What to produce
Report every line of the listing below in which the string "struct" occurs.

Material for this task
PR #271, opened 2021-12-19
fix: publicly export handler struct

JakeStanger:
Currently the `Handler` struct returned from `Subscription#with_handler` is public but not exported as part of the library. This exports it so the handler can be used as a return type etc.

### DIFF
--- a/src/lib.rs
+++ b/src/lib.rs
@@ -247,7 +247,7 @@ use regex::Regex;
 pub use jetstream::JetStreamOptions;
 pub use message::Message;
 pub use options::Options;
-pub use subscription::Subscription;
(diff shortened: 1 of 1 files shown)


Jarema (commented):
Thanks for the PR @JakeStanger!

Please fix `cargo fmt` (it expects `{Handler, Subscription}` ) and on the occasion of that amend, commit changing message to imperative mood for consistency (i.e. `Publicly export Handler`).

Otherwise, LGTM!

JakeStanger:
Oops - sorry for missing that `fmt` off earlier. Changes pushed :)

Jarema (approved):
All good.

Thanks for your contribution!

PR #307, opened 2022-01-20
Change jetstream log level to debug

### LINKED ISSUE #306: Log statements can be confusing for errors that are redirected
This came up in Slack.

For example, key-value's `get` sends a "get message" request.
This then logs that the message doesn't exist but this is expected for `get` and we catch this and map it to None.

caspervonb:
Closes #306


Jarema (approved):
LGTM

PR #334, opened 2022-02-23
Fix linter warnings

caspervonb:


nats-experimental/src/lib.rs
```diff
@@ -92,7 +92,7 @@ impl ServerInfo {
 #[derive(Clone, Debug)]
 pub enum ServerOp {
     Ok,
-    Info(ServerInfo),
+    Info(Box<ServerInfo>),
```
caspervonb, line 95: I boxed this to avoid padding the entire enum.

Jarema (approved):
LGTM

PR #337, opened 2022-03-03
Bump rustls to `0.20.4`

hyche:
This allows building `nats` on Apple M1 devices, because `rustlts` v0.19 depends on `ring` v0.16.12, which build failed on M1.
Issue: https://github.com/briansmith/ring/issues/1163


caspervonb:
Both me and @Jarema develop on M1 Macs so not sure if this is a current problem?

hyche:
I figured out this can be resolved with `cargo update`, this command can update deps to the latest minor version. If you start a project from scratch then this is not a problem, but there are some old projects that contains a `Cargo.lock` file which locks in old version of `ring`, then this is a problem.

PR #352, opened 2022-04-08
Consume server info on connect

caspervonb:
Consumes the first op on connect to prevent silent failures


Jarema (commented):
We're reading first op while connecting anyway. Any reason to have it once more here?

caspervonb:
We are now, we weren't 🙃

PR #374, opened 2022-04-19
Send unsubscribe op on subscription receiver closed

caspervonb:
Alternative to #363


caspervonb:
Closing in favour of https://github.com/nats-io/nats.rs/pull/363, which turns out to be leaner.

PR #381, opened 2022-04-20
Improve workflow caching

caspervonb:


caspervonb:
Seems we are hitting cache, I'll leave this at just bumping the action version for now.

Jarema (approved):
LGTM

PR #392, opened 2022-04-27
Handle connections in a `Connector` type

caspervonb:


Jarema (changes requested):
General idea is fine, but see tests.

caspervonb:
Was dependent on https://github.com/nats-io/nats.rs/pull/390

Jarema (approved):
LGTM

PR #403, opened 2022-04-30
Discover additional servers via INFO

caspervonb:


async-nats/src/lib.rs
```diff
@@ -493,7 +493,14 @@ impl Connector {
 
         for server_addr in &self.server_addrs {
             match self.try_connect_to(server_addr).await {
-                Ok(inner) => return Ok(inner),
+                Ok((info, connection)) => {
+                    for url in &info.connect_urls {
+                        self.server_addrs.push(url.parse()?);
```
Jarema, line 498: We should check for duplicates, as it will duplicate used address and further duplicate everything on each reconnect.

Jarema (changes requested):

async-nats/src/lib.rs
caspervonb: sgtm, want to just check for contains or make it a set?

Jarema: Inserting to vec with checking for duplicates via contains sounds like hashSet with extra steps :).

Jarema: If I recall correctly, the sync client coutns the number of reconnects for each URL.
Would be good to checkout Go Client if it does the same. If yes- it should be a HashMap with key being URL and value - number of attempts.

async-nats/src/lib.rs
```diff
@@ -501,9 +509,33 @@ impl Connector {
...
+                cmp::min(Duration::from_millis(2_u64.saturating_pow(exp)), max)
+            };
+
+            *server_attempts += 1;
+            sleep(duration).await;
+
+            match self.try_connect_to(&server_addr).await {
+                Ok((info, connection)) => {
+                    for url in &info.connect_urls {
+                        self.attempts.insert(url.parse()?, 0);
```
Jarema, line 530: This will reset attempts for any erroneous server that is in the info list (and those URLs are prone to errors as the may be internal and not accessible from the Client)

async-nats/src/lib.rs
```diff
@@ -501,9 +509,33 @@ impl Connector {
...
+                    }
+
+                    let server_attempts = self.attempts.get_mut(&server_addr).unwrap();
+                    *server_attempts = 0;
```
Jarema, line 534: isn't line 524 `server_attempts` still alive here?

Jarema (changes requested):

async-nats/src/lib.rs
caspervonb: It can't be, would be double borrow for self.

async-nats/src/lib.rs
```diff
@@ -473,11 +473,25 @@ impl Connection {
 
 /// Maintains a list of servers and establishes connections.
 pub(crate) struct Connector {
-    server_addrs: Vec<ServerAddr>,
+    /// A map of servers and number of connect attempts.
+    attempts: HashMap<ServerAddr, usize>,
```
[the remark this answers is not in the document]
caspervonb: Name yanked from the nats crate.

async-nats/src/lib.rs
caspervonb: Semantics yanked from nats/connector.rs

Jarema: Not really. You got all advertised URLs here, not only the one that actually works. Is fine to reset only the one we connected to.

async-nats/src/lib.rs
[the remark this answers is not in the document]
Jarema: Let me paraphrase @caspervonb : let's not justify things with "it was like this before" 😆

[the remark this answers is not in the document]
caspervonb: Had a feeling you would quote me here 😁

Jarema:
Let me know when agreed changes are in.

Jarema (approved):
LGTM!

Solution for this task
fix: publicly export handler struct
Currently the `Handler` struct returned from `Subscription#with_handler` is public but not exported as part of the library. This exports it so the handler can be used as a return type etc.
 pub(crate) struct Connector {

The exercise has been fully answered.